We felt that it was important to test the FaME findings outside the research environment and so set up a falls and injury prevention exercise service for community living fallers (average age 81 years) in London in January 2000. Participants have significantly improved a number of known functional risk factors for falls and injuries, in addition to significantly enhancing their scores in the SF36 domains of social contact, mental health and change in health. Improvement in functional capacity is also directly relevant to quality of life. As one participant put it: “I can walk upstairs now. I haven’t been able to walk upstairs for four years. I do my exercises every day at home. I know it’s doing me good.”

Primary Care Trusts and Social Services Departments are under pressure to promote the independence of their older residents. They would do well not to overlook the broad impact of tailored exercise in this area.

Piers Simey physical activity lead Wandsworth Primary Care Trust, The Wilson, Cranmer Road, Mitcham, Surrey CR4 4TP. piers.simey@mswha.sthames.nhs.uk

Dawn Skelton senior research fellow University College London Institute of Human Performance, Royal National Orthopaedic Hospital, Stanmore, HA7 4LP

Susie Dinan clinical exercise practitioner and research fellow Royal Free Hospital & University College School of Medicine, Pond Street, London, NW3 2PF

Bob Laventure consultant older people British Heart Foundation National Centre for Physical Activity and Health, Loughborough University, Loughborough, Leicestershire, LE11 3TU

1 Ebrahim S, Thompson PW, Baskaran V, Evans K. Randomized placebo- controlled trial of brisk walking in the prevention of post menopausal osteoporosis. Age and Ageing 1997; 26:253-260.

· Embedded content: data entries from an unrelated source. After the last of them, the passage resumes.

PR #38, opened 2022-06-09
Add a pre-push git hook

adisonlampert:
Added a `pre-push` git hook with the main intention of preventing people from pushing annotations for private gems. Included the other CI tests as well for fun.

Usually hooks go in `.git/hooks` but `.git` is not tracked so I looked into solutions for how to share git hooks and found that by placing the git hooks in an arbitrary folder (I named this one `.githooks`) it could be tracked and included with the repository and then anyone using the repository could run `git config core.hooksPath .githooks` to configure it.

Making a branch with an example of a failure would be difficult since the `pre-push` git hook prevents me from pushing it but you can use any of the failure examples from the past to test with and they will still all fail, just this time before you even push:
- #3 
- #4 
- #19 
- #20 
- #35

### DIFF
--- a/.githooks/pre-push
+++ b/.githooks/pre-push
@@ -1,0 +1,47 @@
+#! /usr/bin/env ruby
+
+$stderr.puts("Running pre-push validation...")
+
+lines = `git fetch origin main 2> /dev/null && git diff --name-only origin/main | grep -E "\.rbi$|index.json"`.lines
+files = lines.map(&:strip).select { |file| File.file?(file) }
+rbis = files.select { |file| File.extname(file) === ".rbi"}
+
+if lines.empty?
+  $stderr.puts("Nothing to check")
+  $stderr.puts("\n")
+  exit(0)
+end
+
+success = true
+
+unless rbis.empty?
+  $stderr.puts("Linting RBI files...")
+  unless system("bundle exec rubocop #{rbis.join(" ")}")
+    success = false
+  end
+  $stderr.puts("Type checking RBI files...")
+  unless system("scripts/check_types #{rbis.join(" ")}")
+    success = false
+  end
+  $stderr.puts("Checking that new RBI files belong to public gems...")
+  unless system("scripts/check_gems_are_public #{rbis.join(" ")}")
+    success = false
+  end
+end
+
+$stderr.puts("Linting index.json...")
+unless system("scripts/lint_index_json")
+  success = false
+end
+$stderr.puts("Checking that index.json entries match rbi/annotations/*.rbi files...")
+unless system("scripts/match_index_entries_with_rbis")
+  success = false
+end
+
+unless success
+  $stderr.puts("Cancelling the push as the code fails at least one check (see above)")
+  exit(1)
+end
+
+$stderr.puts("\n")
+exit(0)
--- a/README.md
+++ b/README.md
@@ -34,6 +34,14 @@ The CI for this repository is written using GitHub Actions. Here is a list of cu
 
 All scripts used in the CI checks are located in the `scripts` folder.
 
+To avoid pushing a PR with errors, configure the `pre-push` git hook by running:
+
+```shell
+$ git config core.hooksPath .githooks
+```
+
+This git hook will run most of the CI checks and block the push if you don't pass all the tests.
+
 ## Contributing
 
 Bug reports and pull requests are welcome on GitHub at https://github.com/Shopify/rbi-central.
--- a/scripts/check_gems_are_public
+++ b/scripts/check_gems_are_public
@@ -18,7 +18,7 @@ files.each do |file|
 
   if version === "9001.0" || version === "unknown"
     $stderr.puts("  Error: `#{gem}` doesn't seem to be a public")
-    $strerr.puts("  Make sure your gem is available at https://rubygems.org/gems/#{gem}")
+    $stderr.puts("  Make sure your gem is available at https://rubygems.org/gems/#{gem}")
     success = false
   end
 end


.githooks/pre-push
```diff
@@ -0,0 +1,27 @@
+#! /usr/bin/env ruby
+
+puts "Attempting to push..."
+
+lines = `git fetch origin main && git diff --name-only origin/main | grep "\.rbi$"`.lines
```
Morriar, line 5: This won't work if there is a change in `index.json` only.

.githooks/pre-push
```diff
@@ -0,0 +1,27 @@
+#! /usr/bin/env ruby
+
+puts "Attempting to push..."
```
Morriar, line 3: I was surprised by the output in my command line.

Maybe something more obvious:
```suggestion
puts "Running pre-push validation..."
```

README.md
```diff
@@ -34,6 +34,8 @@ The CI for this repository is written using GitHub Actions. Here is a list of cu
 
 All scripts used in the CI checks are located in the `scripts` folder.
 
+To avoid accidently pushing information about your private gem, configure the `pre-push` git hook by running `git config core.hooksPath .githooks` in your terminal. This git hook will run most of the CI checks and block the push if you don't pass all the tests.
```
Morriar, line 37: it's not just about private things. It's also all kind of errors.

Let's also make the command more visible so we found it easily when scorlling:

~~~md
```shell
$ git config core.hooksPath .githooks
```
~~~

.githooks/pre-push
Morriar: For example I pushed this and the hooks didn't catch anything: https://github.com/Shopify/rbi-central/compare/at-test?expand=1

README.md
```diff
@@ -34,7 +34,11 @@ The CI for this repository is written using GitHub Actions. Here is a list of cu
 
 All scripts used in the CI checks are located in the `scripts` folder.
 
-To avoid accidently pushing information about your private gem, configure the `pre-push` git hook by running `git config core.hooksPath .githooks` in your terminal. This git hook will run most of the CI checks and block the push if you don't pass all the tests.
+To avoid pushing a PR with errors, configure the `pre-push` git hook by running:
+```shell
+$ git config core.hooksPath .githooks
+```
+This git hook will run most of the CI checks and block the push if you don't pass all the tests.
```
Morriar, line 41:
~~~suggestion
To avoid pushing a PR with errors, configure the `pre-push` git hook by running:

```shell
$ git config core.hooksPath .githooks
```

This git hook will run most of the CI checks and block the push if you don't pass all the tests.
~~~

.githooks/pre-push
```diff
@@ -12,15 +12,25 @@ if lines.empty?
...
 puts "4. Lint index.json"
-system("scripts/lint_index_json") ? continue : exit(1)
+unless system("scripts/lint_index_json") 
+  exit(1)
+end
 puts "5. Check index.json entries match rbi/annotations/*.rbi files"
-system("scripts/match_index_entries_with_rbis") ? continue : exit(1)
+unless system("scripts/match_index_entries_with_rbis")
+  exit(1)
+end
```
Morriar, line 33: Can we run all the tests rather than exiting early. So if there is a problem with a a RBI _and_ a lint error in the `index.json` file I won't need to push twice to see it?

adisonlampert: Okay! Would the best way to approach this to be some sort of variable like `success = true` and set it to false if any of the tests fail in place of `exit(1)` so for example:
```
unless system("scripts/match_index_entries_with_rbis")
  success = false
end
```
and then at the end having logic to `exit(0)` if success and `exit(1)` otherwise?

.githooks/pre-push
```diff
@@ -0,0 +1,45 @@
...
+  success = false
+end
+puts "5. Check index.json entries match rbi/annotations/*.rbi files"
+unless system("scripts/match_index_entries_with_rbis")
+  success = false
+end
+
+if success
+  puts "Everything looks good. Pushing to remote..."
+  puts "\n"
```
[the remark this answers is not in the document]
adisonlampert: That was just to make it a little more readable since right after that it goes into all the git stuff about the push.

.githooks/pre-push
```diff
@@ -0,0 +1,45 @@
+#! /usr/bin/env ruby
+
+puts "Running pre-push validation..."
+
+lines = `git fetch origin main && git diff --name-only origin/main | grep -E "\.rbi$|index.json"`.lines
+files = lines.map(&:strip).select { |file| File.file?(file) }
+
+if lines.empty?
+  puts "Nothing to check"
+  puts "\n"
```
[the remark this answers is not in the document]
Morriar: I think we can redirect this output to /dev/null.

See how git is using `stderr` for these diagnostics? We can leverage this by redirecting stderr: `git fetch origin main 2> /dev/null && git diff --name-only origin/main` and not pollute the output.

.githooks/pre-push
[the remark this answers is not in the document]
Morriar: Ok, let's keep this one then:

```rb
$stderr.puts "\n"
exit(0)
```

Morriar (approved):

.githooks/pre-push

2 Campbell AJ, Robertson MC, Gardner MM, Norton RN, Tilyard MW, Buchner DM. Randomised controlled trial of a general practice programme of home-based exercise to prevent falls in elderly women. BMJ 1997; 315: 1065-1069.

3 Day L, Fildes B, Gordon I, Fitzharris M, Flamer H, Lord S. Randomised factorial trial of falls prevention among older people living in their own homes. BMJ 2002; 325: 128. (20 July)

4 Details of the Postural Stability Training module can be obtained from East Midlands and Pennine Training (Tel: 0116 229 5512). Co- developed by Dinan S, Skelton DA & a National Advisory Group. Funded by the Department of Health.